**SOURCE MATERIAL:**
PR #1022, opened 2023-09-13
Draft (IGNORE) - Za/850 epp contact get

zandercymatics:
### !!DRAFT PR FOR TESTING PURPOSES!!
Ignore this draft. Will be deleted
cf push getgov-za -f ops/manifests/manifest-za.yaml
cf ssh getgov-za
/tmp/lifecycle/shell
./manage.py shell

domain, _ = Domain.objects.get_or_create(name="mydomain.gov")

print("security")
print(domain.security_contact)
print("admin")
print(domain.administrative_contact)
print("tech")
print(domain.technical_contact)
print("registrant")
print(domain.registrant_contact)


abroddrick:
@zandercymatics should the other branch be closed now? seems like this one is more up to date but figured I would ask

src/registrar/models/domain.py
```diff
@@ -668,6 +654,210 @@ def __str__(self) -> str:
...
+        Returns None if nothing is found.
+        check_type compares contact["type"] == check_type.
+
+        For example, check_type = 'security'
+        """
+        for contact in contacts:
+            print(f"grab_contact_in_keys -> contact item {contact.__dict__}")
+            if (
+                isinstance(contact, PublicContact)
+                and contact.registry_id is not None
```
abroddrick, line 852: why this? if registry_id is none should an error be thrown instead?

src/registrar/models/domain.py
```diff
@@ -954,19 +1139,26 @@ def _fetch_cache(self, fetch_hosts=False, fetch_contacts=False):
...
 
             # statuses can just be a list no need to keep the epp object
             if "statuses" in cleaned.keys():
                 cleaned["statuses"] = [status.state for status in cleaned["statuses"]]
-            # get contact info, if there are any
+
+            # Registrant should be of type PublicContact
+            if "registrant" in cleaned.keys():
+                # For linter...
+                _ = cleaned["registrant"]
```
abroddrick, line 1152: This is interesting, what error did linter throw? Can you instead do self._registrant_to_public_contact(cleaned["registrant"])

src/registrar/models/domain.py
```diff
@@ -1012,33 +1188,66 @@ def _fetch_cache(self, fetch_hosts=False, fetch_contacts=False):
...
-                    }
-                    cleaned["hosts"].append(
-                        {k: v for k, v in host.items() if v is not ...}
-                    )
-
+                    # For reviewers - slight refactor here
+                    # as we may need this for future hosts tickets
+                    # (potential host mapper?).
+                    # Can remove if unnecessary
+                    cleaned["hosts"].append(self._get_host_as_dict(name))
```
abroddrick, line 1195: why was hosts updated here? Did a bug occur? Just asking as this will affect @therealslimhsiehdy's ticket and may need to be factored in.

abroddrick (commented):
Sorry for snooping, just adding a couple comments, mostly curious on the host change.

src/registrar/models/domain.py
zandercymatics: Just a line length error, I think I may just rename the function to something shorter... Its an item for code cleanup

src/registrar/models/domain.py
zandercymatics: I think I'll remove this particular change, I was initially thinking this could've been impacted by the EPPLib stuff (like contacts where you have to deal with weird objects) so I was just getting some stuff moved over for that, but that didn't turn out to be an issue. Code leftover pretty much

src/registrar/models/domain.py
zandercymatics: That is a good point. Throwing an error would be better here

**PROMPT:**
Search the material for the string "like" and return each line that has it.

**EXERCISE RESPONSE:**
@zandercymatics should the other branch be closed now? seems like this one is more up to date but figured I would ask
zandercymatics: I think I'll remove this particular change, I was initially thinking this could've been impacted by the EPPLib stuff (like contacts where you have to deal with weird objects) so I was just getting some stuff moved over for that, but that didn't turn out to be an issue. Code leftover pretty much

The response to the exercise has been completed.